In October 2025, the FDA approved TEZSPIRE as an add-on maintenance therapy for chronic rhinosinusitis with nasal polyps (CRSwNP) in patients aged 12 and older, making it the first and only biologic approved for that indication that targets TSLP. This regulatory milestone, supported by data from the Phase III WAYPOINT trial which demonstrated significant reductions in polyp severity, nasal congestion, and need for surgery at week 52 dramatically expands the addressable patient population. Beyond CRSwNP and severe asthma, the pipeline holds potential entries into chronic obstructive pulmonary disease, eosinophilic oesophagitis, and chronic urticaria. These opportunities are carefully mapped within the broader TEZSPIRE Pipeline analysis available to market participants.

Market Size, Dynamics, and Forecast Horizon

The global severe asthma treatment market TEZSPIRE's primary arena was valued at roughly USD 24.3 billion in 2025 and is projected to grow to approximately USD 39.96 billion by 2035. This growth is underpinned by rising diagnosis rates, broader biologic uptake, and significant unmet need among refractory patients who remain inadequately controlled on existing therapies. Understanding the forces shaping this landscape requires a close reading of TEZSPIRE Market Dynamics, which encompasses competitive pressures from IL-5 antagonists and other approved biologics, physician adoption patterns, and the looming influence of late-stage pipeline entrants that could challenge market share in the medium term.

Pricing, Access, and Cost Considerations

For payers and healthcare systems evaluating treatment pathways, a thorough TEZSPIRE Cost Analysis is indispensable.

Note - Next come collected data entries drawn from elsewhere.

PR #7066, opened 2026-08-25
🔨🤖 (colour-legends) split colour legends into state and render components

sophiamersmann:

The colour legends took a `manager` object that did two unrelated jobs. It was the legend component's props, and it was also the bag a chart publishes as `ChartInterface.externalLegend` so a faceted view can build one legend across its facets. That second job is why every chart had to declare `legendX`, `numericLegendY` and friends as public members nothing outside its own layout read, and why the horizontal and vertical interfaces drifted into spelling the same concept two ways (`legendMaxWidth` against `maxLegendWidth`, `legendY` against `numericLegendY` plus `categoryLegendY`).

Legends now use the state and render split that `VerticalLabels` already uses: a `*State` class owning layout, plus a function component taking `{ state, x, y, ...handlers }`. `externalLegend` gets its own data-only type. Since `x` and `y` are render props, positioning leaves the legends entirely, and public legend-related members across the ten chart classes that own a legend drop from 112 to 36.

- **Reference SVGs need regenerating, and `make svgtest` will hide real diffs until they are.** Two unrelated causes. 596 files differ in float literals only, largest delta 2.3e-13: the old numeric legend baked `legendX` into its running offset before accumulating bin widths, and it now accumulates relative to its own origin with the render component adding `x` last, so `(x + a) + b` became `x + (a + b)`. The categorical legend already worked the relative way, which is why only the numeric one moved. Separately, static maps drop the numeric legend's touch hit-area rects, which is a structural diff rather than a rounding one. I counted the 596 before that fix landed, so read it as a floor.
- Beyond that the output is unchanged. I exported the whole `graphers` suite before and after three times: as-is, with `facet=entity` to reach `FacetChart`, and with the map tab on a time range to reach `FacetMap`. Neither faceted path is exercised by any config in the suite on its own, so both would otherwise have gone untested. No structural differences in any of the three passes, though that comparison predates the hit-area fix below, which does change static map output.
- Dead weight went with it. `legendHeight` and `legendCursor` were unread on both ends, and so were an unused ref, the abstract `HorizontalColorLegend` base, `FacetChart`'s `LegendClass`, the categorical legend's unreachable `containerWidth`, and `StackedBarChart`'s `legendWidth` branch that measured the horizontal legend off the vertical one.
- Each horizontal legend takes one required width option instead of two optional ones. Numeric takes `maxWidth` because it shrinks to its ideal width and aligns inside that budget; categorical takes `width` because it always fills what it is given. No caller ever set both, so the old `maxWidth ?? width` against `width ?? maxWidth` split was arbitrating nothing.
- One layout cycle can no longer come back. `MapChart.numericLegendY` read the legend's height while the legend read `numericLegendY` back off the same manager, terminating only because `height` happened not to depend on Y. `FacetMap` had the same shape.

### Charts to look at

One per legend path, on `staging-site-legend-state`. Every one should be pixel-identical to the same chart on production.

| Legend | Chart | Link |
| --- | --- | --- |
| Horizontal numeric | Human Development Index, a map on a continuous scale | [human-development-index](http://staging-site-legend-state/grapher/human-development-index) |
| Numeric and categorical together, the only chart type that draws both | Age of full democracy, whose map has a categorical band alongside the strip | [age-of-full-democracy](http://staging-site-legend-state/grapher/age-of-full-democracy) |
| Horizontal numeric on a line chart, which only three charts in the suite do | Global temperature anomalies by El Niño and La Niña | [global-temperature-anomalies-by-el-nino-la-nina](http://staging-site-legend-state/grapher/global-temperature-anomalies-by-el-nino-la-nina) |
| Horizontal categorical, wrapping onto several lines | Animal protein consumption, a stacked discrete bar | [animal-protein-consumption](http://staging-site-legend-state/grapher/animal-protein-consumption) |
| Horizontal categorical on a Marimekko | Life expectancy marimekko | [life-expectancy-marimekko](http://staging-site-legend-state/grapher/life-expectancy-marimekko) |
| Vertical | Life expectancy vs GDP per capita, a scatter plot | [life-expectancy-vs-gdp-per-capita](http://staging-site-legend-state/grapher/life-expectancy-vs-gdp-per-capita) |
| Vertical in a narrow sidebar | Child deaths by world region, a stacked bar | [child-deaths-by-world-region-un-data](http://staging-site-legend-state/grapher/child-deaths-by-world-region-un-data) |
| `FacetChart` building one legend across facets | Broad causes of death, faceted by default | [broad-causes-of-death](http://staging-site-legend-state/grapher/broad-causes-of-death) |
| `FacetMap` building one legend across facets | Human Development Index again, on the map tab over a time range, which is what splits a map into facets | [human-development-index?tab=map&time=1990..2020](http://staging-site-legend-state/grapher/human-development-index?tab=map&time=1990..2020) |

Two pre-existing bugs turned up along the way, and both are fixed here:

- The categorical legend's `marks` mutated the objects `markLines` produced, so a change to `align` against a cached `markLines` would have shifted them twice. Unreachable today, because the state is rebuilt on every change and its caches are never stale, which makes it latent rather than observable. `marks` now copies, and the output is identical.
- **Fix.** The numeric legend never consulted `isStatic`, so a static export emitted the touch hit-area layer whenever a chart passed a touch handler. It is now gated on the same `interactive` prop the other two legends already used, so static exports stop carrying rects nothing can hit. `MapChart` is the only chart that wires up a touch handler, so non-faceted static maps with a numeric legend are the only output affected.


sophiamersmann:
@codex review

Administered subcutaneously at 210 mg every four weeks via pre-filled pen or syringe, the therapy's per-patient cost varies across geographies based on reimbursement policies, national health technology assessments, and patient access programmes. TEZSPIRE Pricing strategies employed by AstraZeneca and Amgen reflect a premium positioning consistent with first-in-class status, and regional affordability considerations are expected to play an increasingly important role as the market matures and biosimilar competition begins to take shape in the longer term.

Competitive Landscape and Strategic Outlook

Despite its strong positioning, tezepelumab-ekko faces a well-established competitive field that includes mepolizumab, benralizumab, dupilumab, and other biologics with firm market footholds. Its key differentiator the biomarker-agnostic broad label provides a meaningful advantage for patients who do not qualify under more restrictive eligibility criteria. As biosimilar timelines and patent landscapes evolve, the drug's long-term market position will depend on its ability to sustain clinical differentiation, demonstrate real-world value, and successfully execute on its expanding indication strategy. DelveInsight's comprehensive analysis tracks all of these dimensions, equipping strategic decision-makers with the granular intelligence needed to navigate a rapidly evolving immunology market.